А Петя Взоров рассмеялся, видя ее смущение, и, поверив ей и все вдруг приняв как должное — ее нежелание видеться с ним, ее раздраженность, — пожал ей локоток и сказал, оттаивая душою:
— Завтра это для матушки, для сестренок, а сегодня для нас с тобой. Завтра ее праздник, а сегодня мой — перед дорогой...
Она не поняла его:
— Перед какой дорогой?
— Как перед какой? Жизненной, конечно. Завтра я ведь на свет появлюсь.
Но она все равно с трудом уразумела это, все еще занятая собою, своим странным состоянием: то ли разочарования, то ли радостного смущения. Словно бы долго не решалась идти к врачу, боясь услышать о своих недомоганиях что-нибудь ужасное и, в лучшем случае, безнадежно-затяжное, но наконец-то решилась, и пришла, и подошла к двери кабинета, но сестра объявила, что прием закончен.

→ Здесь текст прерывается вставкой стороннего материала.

PR #16, opened 2017-11-03
correct error message for create internal database without unpartitioned disk available

ailisp:
Issue:
Now create internal database without unpartitioned disk, applaince console will ask are you sure for that, and whether choose yes or no will lead to configure fail. So we just show configure fail because of no unpartitioned disk and mount point is not a disk, and don't ask this not useful "are you sure"
BZ:
https://bugzilla.redhat.com/show_bug.cgi?id=1508958

\cc @yrudman @gtanzillo 
@miq-bot  add-label wip, bug

### DIFF
--- a/lib/manageiq/appliance_console/internal_database_configuration.rb
+++ b/lib/manageiq/appliance_console/internal_database_configuration.rb
@@ -65,11 +65,11 @@ module ApplianceConsole
     end
 
     def choose_disk
-      @disk = ask_for_disk("database disk")
+      @disk = ask_for_disk("database disk", false, true)
     end
 
     def check_disk_is_mount_point
-      error_message = "The disk for database must be a mount point"
+      error_message = "Internal databases require a volume mounted at #{mount_point}. Please add an unpartitioned disk and try again."
       raise error_message unless disk || pg_mount_point?
     end
 
--- a/lib/manageiq/appliance_console/prompts.rb
+++ b/lib/manageiq/appliance_console/prompts.rb
@@ -144,12 +144,12 @@ module ApplianceConsole
       just_ask(prompt, default, INT_REGEXP, "an integer", Integer) { |q| q.in = range if range }
     end
 
-    def ask_for_disk(disk_name, verify = true)
+    def ask_for_disk(disk_name, verify = true, silent = false)
       require "linux_admin"
       disks = LinuxAdmin::Disk.local.select { |d| d.partitions.empty? }
 
       if disks.empty?
-        say "No partition found for #{disk_name}. You probably want to add an unpartitioned disk and try again."
+        say("No partition found for #{disk_name}. You probably want to add an unpartitioned disk and try again.") unless silent
       else
         default_choice = disks.size == 1 ? "1" : nil
         disk = ask_with_menu(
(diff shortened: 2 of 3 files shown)


ailisp:
Seems need to wait after merge https://github.com/ManageIQ/manageiq-appliance_console/pull/14 to pass travis tests.
Local tests are fine

ailisp:
@miq-bot remove-label wip

ailisp:
@miq-bot remove-label wip

lib/manageiq/appliance_console/internal_database_configuration.rb
```diff
@@ -65,11 +65,11 @@ def ask_questions
     end
 
     def choose_disk
-      @disk = ask_for_disk("database disk")
+      @disk = ask_for_disk_silently("database disk")
     end
 
     def check_disk_is_mount_point
-      error_message = "The disk for database must be a mount point"
+      error_message = "The disk for database must be a mount point. Please add an unpartitioned disk and try again."
```
carbonin: While we're here, can we improve the first part of this message too? Maybe:

```ruby
"Internal databases require a volume mounted at #{mount_point}. Please add an unpartitioned disk and try again."
```

lib/manageiq/appliance_console/prompts.rb
```diff
@@ -168,6 +168,25 @@ def ask_for_disk(disk_name, verify = true)
       disk
     end
 
+    # Used for internal database configuration. Disk can be nil but in that case,
+    # our default pg mount point must already been manually mounted to a empty
+    # disk by user. Just return nil here and check in internal database config
+    def ask_for_disk_silently(disk_name)
```
carbonin: Couldn't we just add a `silent = false` parameter to `ask_for_disk` then change the caller that needs this to `ask_for_disk("database disk", false, true)`?

Then the silent parameter would govern whether we print the prompt on line 152. I think that does exactly what this method does.

lib/manageiq/appliance_console/prompts.rb
```diff
@@ -160,10 +162,11 @@ def ask_for_disk(disk_name, verify = true)
           q.choice("Don't partition the disk") { nil }
         end
       end
-
-      if verify && disk.nil?
-        say ""
-        raise MiqSignalError unless are_you_sure?(" you don't want to partition the #{disk_name}")
+      unless silent
```
carbonin: We already have a guard here (verify) I don't think we also need to add this conditional.

It wouldn't make very much sense to pass verify true with silent also true, would it?

lib/manageiq/appliance_console/prompts.rb
```diff
@@ -144,12 +144,14 @@ def ask_for_integer(prompt, range = nil, default = nil)
...
     end
 
-    def ask_for_disk(disk_name, verify = true)
+    def ask_for_disk(disk_name, verify = true, silent = false)
       require "linux_admin"
       disks = LinuxAdmin::Disk.local.select { |d| d.partitions.empty? }
 
       if disks.empty?
-        say "No partition found for #{disk_name}. You probably want to add an unpartitioned disk and try again."
+        unless silent
```
carbonin: This can be one line I think

lib/manageiq/appliance_console/prompts.rb
ailisp: It wouldn't. Thanks

yrudman:
also fixed this BZ: https://bugzilla.redhat.com/show_bug.cgi?id=1513465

Потом они зашли в кондитерскую за пирожными, но никаких пирожных там не было в этот поздний час. Они прочли фамилию продавца, напоминавшую что-то о борще или щах, купили фруктовый тортик и опять вышли в лиловый и сырой туман. И тут вдруг увидели волосатеньких и модных девушку и парня в одинаковых одеждах, в одинаковых джинсах, и оба сразу заметили даже, что у парня яркий шарф на шее, а у девушки тусклое что-то и невнятное и что лица у них, освещенные огнями витрин, тоже одинаковые и озябшие. Длинноногие и незнакомые пришельцы, которые в свои семнадцать лет сумели узнать друг о друге больше, чем многие старики за всю свою жизнь, успели перейти какую-то границу, какой-то рубеж, разделяющий смысл от бессмыслия, завороженные друг другом, остановились теперь возле освещенной витрины и, подчиняясь прихотям друг друга, внезапной страсти, вспышке взаимной нежности или презрения к толпе, стояли, прижавшись, и в забвении целовали друг друга: она, чуть ниже его ростом, в подбородок и губы, а он, освобождаясь от ее поцелуев, с ласковой благодарностью касался губами ее глаз и бровей. У серенькой девушки, похожей на длинношеюю уточку, были сладостно полуприкрыты вознесенные к своему избраннику глаза, а он с какой-то недетской мудростью поглядывал на нее сверху, тихо и неслышно восторгаясь бледной своей подругой. Мимо шли люди, но, как это ни странно, никто из них даже не смотрел на целующуюся пару, никто не удивлялся, никто не осуждал, не стыдил, не смеялся, как это было бы несколько лет назад, словно бы это серые птицы опустились на тротуар, сизые голуби, уточка с принаряженным брачным селезеньком.
Но это были дети спешащих мимо людей, младшие братья их или сестры. Покоренные друг другом, одинокие и единственные в целом мире, еще не понятые, но уже прощенные, они вынесли свою любовь на мокрый тротуар к витрине кондитерского магазина. Вынесли эту блесткую и загадочную страсть, которую еще, слава богу, не научились понимать русские люди, и вдруг обесцветили мимо идущих людей, обезличили, отбросили, покоробив многих из них, и даже тех, кто сделал вид, будто ничего не заметил, привели к душевному смятению, к удивленным вопросам, на которые не находились ответы: «Разве так можно?», «Это ведь неприлично», «Неужели самим-то приятно и не стыдно?» Вопрос без ответа, взгляд, скользнувший по стеклу, по прозрачной стенке, разделяющей всех и их. Больно, но теплится надежда: «А может быть, любят? Разве лучше в кустах или в подворотне?» Острый кулачок с побелевшими от напряжения суставчиками, худое запястье с выступающей косточкой, пальтишко из дешевого букле. Ее рука на плече возле яркого шарфа и волосы, похожие на мокрые перья.